How to complete this task: Of the entries below, copy only those lines that contain the word "didn".

Collected data:
Issue #17, opened 2023-02-13
Add basic documentation


mirenradia:
Consider switching to [Sphinx](https://docs.readthedocs.io/en/stable/intro/getting-started-with-sphinx.html) rather than using the GitHub wiki.

KAClough:
I have considered this, and I would be happy to stick with the GitHub wiki, which has so far worked fine for us :-)

KAClough:
@mirenradia makes a good point about being able to update the wiki when doing a PR for an update to the code. A solution that is suggested is to add the GitHub wiki as a submodule of the code... but it seems a bit complicated...

mirenradia:
I don't think that would work very well. I think it's best for the documentation source files (e.g. markdown files) to just reside in the code repository (e.g. in a docs subdirectory) and then it can be built using CI/CD.

KAClough:
I would like to keep the ability to just modify the docs using the GUI in GitHub though. Ideally the system could support both. Making it something that requires CI/a commit and PR every time creates a barrier to people (me) making small but useful amendments.

mirenradia:
You can edit Markdown files on GitHub but yes you would need to open a PR to make a change. I agree that it is a little bit more of a barrier but I don't think this is a bad thing for the following reasons:

1. If it's just a minor update, you wouldn't need to put much effort into the PR description or title. It's only a minor barrier.
2. A small update to the documentation PR can be an easy way for a new user to get into the habit of contributing to the code.
3. Since PRs are reviewed, the quality of the documentation may be improved.

KAClough:
This has been started in the wiki here, but we have decided to move it to the read the docs format but using markdown.

julianakwan:
We have a [documentation page](https://grtlcollaboration.github.io/GRTeclyn/) now! I've made a start on generating online documentation with `MkDocs`. The markdown files are kept in the [enhancement/documentation](https://github.com/GRTLCollaboration/GRTeclyn/tree/enhancement/documentation) branch in the `./docs` directory and I build to the `gh-pages` branch. I've moved (some of) the wiki pages over but it is still very much a work in progress. NB: I've had to change the branch where GitHub pages loads the site information from `develop` to `gh-pages`.

Please feel free to edit or add to the pages. Building the docs is done manually at the moment (but I will add it to the CI/CD at some point). Here is a quick guide on how: 

0. Check out the `enhancement/documentation` branch. 
[...]

PR #86, opened 2025-01-24
Refactor tagging

mirenradia:
This PR refactors the code that tag cells for refinement. There are 3 main changes which can be found in the commit messages but I'll copy them here for completeness

## [Tagging: Remove template parameter from `ChiExtractionTaggingCriterion`](https://github.com/GRTLCollaboration/GRTeclyn/commit/b4e5bf7f61e4bcddbf06d354a5b4c7968461e876)

To do this, we instead change the types of `extraction_radii` and `extraction_levels` (in the `SphericalExtraction::params_t` struct) to `amrex::Gpu::ManagedVector`s and pass pointers to their underlying data to the tagging criterion compute class.

## [Core: Refactor `GRAMRLevel::errorEst`](https://github.com/GRTLCollaboration/GRTeclyn/commit/a143b0fcad2dbbf92385b3e3ffeab7b98e8b651a)

This function is a pure virtual one in `amrex::AmrLevel` but it has a lot of redundant arguments which we don't use. For simplicity, it now calls two virtual functions with fewer arguments.

* `pre_tag_cells()`
* `tag_cells()`

which can be implemented in the example's derived class. The former is optional and the latter is mandatory (pure virtual).

## [Tagging: Generalize tagging criteria](https://github.com/GRTLCollaboration/GRTeclyn/commit/d0de7e4a42c4a6f95e71005c6960a88731f55220)

Rather than requiring the use of a tagging criterion which calculates a value for each cell and then forcing the tagging of cells where the value exceeds the `regrid_threshold`, we now allow for "taggers" which explicitly tag cells as they wish. This is a bit more flexible and it avoids having to use a large magic number (e.g. 100.0) to ensure cells we want to be tagged are definitely tagged independent of the `regrid_threshold`.

I have converted `FixedGridsTaggingCriterion` to `FixedGridsTagger` in the final commit (09e4f19258ffab1b3f218cc23db30ff8cc84ccb0).

I realise the linting CI will fail so will open as a draft for now and fix it later.


Examples/BinaryBH/BinaryBHLevel.cpp
julianakwan, line 1: Is there a reason you got rid of `simpar` as a shortcut for `simParams()`? I think it just reads better without the braces, but pretty minor.

Source/GRTeclynCore/GRAMRLevel.hpp
julianakwan, line 1: I think we need some documentation on this. At first I thought `pre_tag_cells` was to prepare the `TagBoxArray` containing the tags by e.g. resetting the values of `amrex::TagBox::SET` again. But now I see that is for callling `FillPatch`. I see that you have comments but it is in the `GRAMRLevel` files not the physics level files.

julianakwan (changes requested):
Thanks for refractoring these! It makes sense to me and looks good to merge once the lint issues have been fixed. 
I see the `simd` functions have been removed from the `FixedGridTagger`.

Examples/BinaryBH/BinaryBHLevel.cpp
mirenradia: I just thought it was an unnecessary line and didn't add anything. This will probably be changed anyway when we refactor parameter loading.

Source/GRTeclynCore/GRAMRLevel.hpp
mirenradia: There is a comment above the declaration in BinaryBHLevel.hpp, just a bit shorter than that in GRAMRLevel.hpp but I thought the definition in BinaryBHLevel.cpp and the comment in the virtual declaration in GRAMRLevel.hpp would be enough.

I agree that we should add more comprehensive documentation but this is probably part of #17.

mirenradia:
> I see the `simd` functions have been removed from the `FixedGridTagger`.

I didn't see the point in keeping them given the loop wouldn't have worked with SIMD anyway.

julianakwan (approved):
Thanks for fixing those annoying lint errors!

mirenradia:
> Thanks for fixing those annoying lint errors!

I think a lot of the "fixes" were rather adding files to ".lint-ignore"!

Result:
mirenradia: I just thought it was an unnecessary line and didn't add anything. This will probably be changed anyway when we refactor parameter loading.
I didn't see the point in keeping them given the loop wouldn't have worked with SIMD anyway.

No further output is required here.